Because women seem to be more prone to depression than men, which is true in my family, I have collected several books on the topic.  In my next posting later this week, I hope to have the list completed. (I have one more book to read.) In the meantime, if you have any books on the topic you’d like to suggest, please email the information for me to share with other readers. Thanx!


In the 1970s, after I had experienced severe postpartum depression, I penned this rhyme based on Sylvia Plath’s autobiogrphical novel, The Bell Jar. (I Googled the title and came up with this piece of information.)

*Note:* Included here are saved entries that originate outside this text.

PR #50, opened 2020-06-14
Add keys tree

dholms:
## Problem
Right now the FS is being loaded by looking up a `keyName` in `keystore-idb`. This will not work across browsers and IDB could be cleared by the browser and the user would lose access to their files

## Solution
- Add a `/keys` tree to the root of the filesystem
- Add a `shareWith` function to the filesystem that encrypts the root key of a filesystem for a DID's public key and adds it to `/keys/${did}`
- Share filesystem with self when creating
- when loading a filesystem `fromCID`, check if a key has been shared with the user's DID, decrypt it, and load the private tree with that key
- reorganized some of the functions in `core` as we're adding more DID functions

## Open questions
Each user has a read key and a write key. We're storing the write key in dns. How do we publicize public read keys? Two separate DNS entries?

How to we give sub access to a user? Instead of just a key stored in `/keys`, we can also include the related cid. Add this feature now? Or in the future?

### DIFF
--- a/src/fs/filesystem.ts
+++ b/src/fs/filesystem.ts
@@ -1,20 +1,21 @@
-import PublicTreeBare from './bare/tree'
+import BareTree from './bare/tree'
 import PublicTree from './v1/PublicTree'
 import PrivateTree from './v1/PrivateTree'
-import { File, Tree, Links, SyncHook, FileSystemOptions, HeaderTree } from './types'
+import { File, Tree, Links, SyncHook, FileSystemOptions, HeaderTree, PinMap } from './types'
 import { CID, FileContent } from '../ipfs'
 import { dataRoot } from '../data-root'
 
 import * as keystore from '../keystore'
-import pathUtil from './path'
-import { asyncWaterfall } from '../common/util'
+import * as pathUtil from './path'
+import { pinMapToLinks } from './pins'
 
 
 type ConstructorParams = {
   root: Tree
   publicTree: HeaderTree
-  prettyTree: PublicTreeBare
+  prettyTree: BareTree
   privateTree: HeaderTree
+  pinTree: BareTree
 }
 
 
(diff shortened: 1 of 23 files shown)


src/fs/filesystem.ts
```diff
@@ -157,11 +187,20 @@ export class FileSystem {
...
+    this.keyTree.add(did, encryptedRootKey)
+    return this.sync()
+  }
+
   async sync(): Promise<CID> {
     this.root = await asyncWaterfall(this.root, [
       (t: Tree) => t.addChild('public', this.publicTree),
       (t: Tree) => t.addChild('pretty', this.prettyTree),
-      (t: Tree) => t.addChild('private', this.privateTree)
+      (t: Tree) => t.addChild('private', this.privateTree),
```
dholms, line 202: the more trees we add the more needlessly expensive `sync`s get...

Mostly a note to myself: I'd like to rewrite this logic soon

dholms: Okay changed this around to update the root node every time a child is updated so that `sync` only has to `put` the root

src/fs/v1/PublicFile.ts
```diff
@@ -43,7 +43,7 @@ export class PublicFile extends BaseFile implements HeaderFile {
   }
 
   protected async putWithKey(key: Maybe<string>) {
-    const { cid, size } = await basic.putFile(this.content, this.header.key)
+    const { cid, size } = await basic.putFileEncoded(this.content, this.header.key)
```
dholms, line 46: wait this will add different file content to the `public` and `pretty` trees since one is encoded and one isn't :thinking: 

Not to self to fix this

dholms:
@expede this one is really about half done. It currently only shares the root of a filesystem, not a private subtree. And it only has logic for the "shared be me" key tree not the "shared with me" tree.

I'd use this branch for context & ideas, but don't merge it without a decent rewrite (which will probably take place after restructuring the FS)

dholms:
Closing due to FS rewrite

“Sylvia Plath was an excellent poet but is known to many for this largely autobiographical novel which was first published in 1963 under the pseudonym Victoria Lucas. The Bell Jar has become a classic of American literature.”  I will add this to the bibliography in the next posting.


To Sylvia’s Bell Jar

Written in the mid-late 1970s by ellensue


When the bell jar descends, I feel my life’s ending.
For without Hope, there’s no way I can cope.

Everyone has a bell jar, which can smother her life’s breath.
Be it her job, mother, spouse or herself; no one is without one.

The trick is to break it—so it can never cause you pain.
For if it closes around you tightly,
You’ll spend your days fighting for air, and slowly losing….
For the pain is in the dying.

I’m always ready for my bell jar to descend, so I keep a constant vigil.
It closed about me once, and dying once is enough—isn’t is?